Had an even wider smile than usual on the drive in today  So, so proud! Well done Nissan, what a machine I doubt I will ever own anything like it again. Really hope the R36 will be a worthy successor.

Been down at Dunsfold a few times in the past weeks as I've been doing my motorbike training with a company who are based there. It's a great feeling hooning the car down the runway slip roads, not been far enough down to touch a wheel on the Power Lap track, maybe if I rock up with my bike helmet on I'll get waved down that end by security.


----------



## Rich-GT (Apr 2, 2008)

Not sure why everyone is so surprised at the time?

Using LC4 and the improved speed to the first corner 1 second, the increased power and improved Aero & Handling etc another 1/2 second and new stig does the rest.  Easy....


Rich


----------



## nick the tubman (Jun 28, 2006)

bet some of the directors of Jaguar woke up with a very large headache this morning... 
and wives asking some arkward questions after the show... errmm dear, i thought you said the new xk was going to one of the fastest cars in the world blah blah blah... ooops. :chairshot

congratulations Nissan for making this wonderful machine. 
Regardless of version - its a stunning piece of engineering. :thumbsup:


----------



## diddy_p (Oct 5, 2006)

I tell you whats funny - on Saturday a Jaguar dealer called me up very excitedly telling me to make sure I watch Top Gear - I told him that the GTR was one of the cars on my shortlist as I had driven pre MY-11 cars and was very impressed with them, and that I was looking forward to trying out an MY11. I said it would be a toss up between the cheaper GTR or the XKRS.

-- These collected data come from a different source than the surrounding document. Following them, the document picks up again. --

PR #4064, opened 2021-10-20
First draft of new copy

jonbell-lot23:
This addresses https://github.com/RecordReplay/devtools/issues/3906. @colbyr I was just working on this when it scooted over, so take it away!

### DIFF
--- a/src/devtools/client/debugger/src/components/Editor/Breakpoints/Panel/FirstEditNag.tsx
+++ b/src/devtools/client/debugger/src/components/Editor/Breakpoints/Panel/FirstEditNag.tsx
@@ -3,9 +3,9 @@ import hooks from "ui/hooks";
 
 import { Nag } from "ui/hooks/users";
 const TEXT = {
-  clickPrompt: "Click below to edit the message",
-  enterPrompt: "Type something and hit Enter",
-  success: "The console has been refreshed",
+  clickPrompt: "Want to see something cool? Click below to edit...",
+  enterPrompt: "Now type something here...",
+  success: "Check the console! We went back in time to add those print statements!",
 };
 
 function FirstEditNag({ editing, nags }: { editing: boolean; nags: Nag[] }) {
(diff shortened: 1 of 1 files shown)


colbyr:
Thanks @jonbell-lot23!

src/devtools/client/debugger/src/components/Editor/Breakpoints/Panel/FirstEditNag.tsx
```diff
@@ -1,15 +1,18 @@
...
-  success: "The console has been refreshed",
+  clickPrompt: "Want to see something cool? Click below to edit...",
+  enterPrompt: "Now type something here...",
+  success: "Check the console! We went back in time to add those print statements!",
 };
 
+type Step = keyof typeof TEXT;
+
 function FirstEditNag({ editing, nags }: { editing: boolean; nags: Nag[] }) {
-  const [step, setStep] = useState<"clickPrompt" | "enterPrompt" | "success">("clickPrompt");
```
colbyr, line 12: Took the liberty of generating this type from the `TEXT` definition.

src/devtools/client/debugger/src/components/Editor/Breakpoints/Panel/FirstEditNag.css
```diff
@@ -0,0 +1,4 @@
+.first-edit-nag {
+  background: var(--theme-popup-color);
+  color: var(--theme-popup-background);
```
colbyr, line 3: I think this'll match [LineNumberTooltip](https://github.com/RecordReplay/devtools/blob/81d9a94fbbcdeeafeb1b13b4a895f5d8c5072641/src/devtools/client/debugger/src/components/Editor/LineNumberTooltip.css#L9-L10).

@jonbell-lot23 do you get a little bit of an optical illusion where it looks like there's not border here or is that just me? Maybe I can try to make the top border match the nag background or something.

Screen Shot 2021-10-20 at 3 54 27 PM

jasonLaster: @colbyr I wonder if we should go in the other direction and make both nags blue which I think might be more playful and more clearly a call out.

It could also be fun to do other hover effects, like hovering in the panel makes the stars glisten yellow, even sparkle... 

This is probably a separate issue, but we should also look at the hover area for the expression because even though the entire box is clickable, only a portion changes on hover and we can make the hover effect more obvious. All of this is coming from the place that half of the users who add a breakpoint actually edit it. We should get that # as high as possible.

PR #4066, opened 2021-10-20
Add back stack trace expanding/collapsing

jcmorrow:
I was deleting a lot of message reducer code for https://github.com/RecordReplay/devtools/pull/3896 and it turns out that
some of the code that I deleted was actually responsible for expanding/collapsing stacktraces in the console.

Fixes https://github.com/RecordReplay/devtools/issues/4013


jasonLaster:
@jcmorrow I bet this will fix this issue https://github.com/RecordReplay/devtools/issues/3981

PR #4070, opened 2021-10-20
Show DevTools Sidebar

jasonLaster:
improves #3854

https://app.replay.io/recording/1b28841b-03dc-41e9-8461-61bb2bbc6de6?point=41213856322882733085590641679794375&time=17122.858465853278&hasFrames=true

### DIFF
--- a/src/ui/components/Toolbox.tsx
+++ b/src/ui/components/Toolbox.tsx
@@ -2,16 +2,15 @@ import React from "react";
 
 import DebuggerApp from "devtools/client/debugger/src/components/App";
 import "./Toolbox.css";
-import { Redacted } from "./Redacted";
 
 export default function Toolbox() {
   return (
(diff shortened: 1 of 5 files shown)


src/ui/components/Toolbox.tsx
```diff
@@ -6,12 +6,10 @@ import { Redacted } from "./Redacted";
 
 export default function Toolbox() {
   return (
-    <Redacted id="toolbox">
-      <div className="toolbox-top-panels">
```
jaril, line 10: We're still using the `#toolbox` selector in a few CSS spots. We should leave this in, or just consolidate `toolbox`/`toolbox-top-panels`.

jaril (approved):
Selector CSS nit. I'd say minor, but it's currently breaking the splitter between editor and video+console.

Good to ship once that's fixed!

Because he sounded so excited I thought he must have had a spoiler and that JC preferred the Jag due to the usual reasons - soul etc etc. 

The Jaguar guy also invited me to a track day at Gaydon to try the XKRS.

He said he'd call me on Monday to see what I thought... i'm waiting


----------



## WoREoD (Apr 27, 2008)

Thought I'd pass this on from NMGB....

"However, there are always the people that want to find fault with rumours suggesting that the car had been "tampered" with. However, should you hear of any of these silly comments can you please ensure them that the vehicle is a completely standard car with the suspension tuned for track use as any standard car can be. No modifications whatsoever was carried out on this car. "


----------



## Sidious (Jul 14, 2006)

The faster cars on that list all use the optional semi-slick/softest compound tyre. 

Where as the big GTR uses tractor rubber.


----------



## sidepipe (Jan 27, 2010)

What exactly *IS* the point of the Veyron?


----------



## MIKEGTR (Jul 8, 2005)

sidepipe said:


> What exactly *IS* the point of the Veyron?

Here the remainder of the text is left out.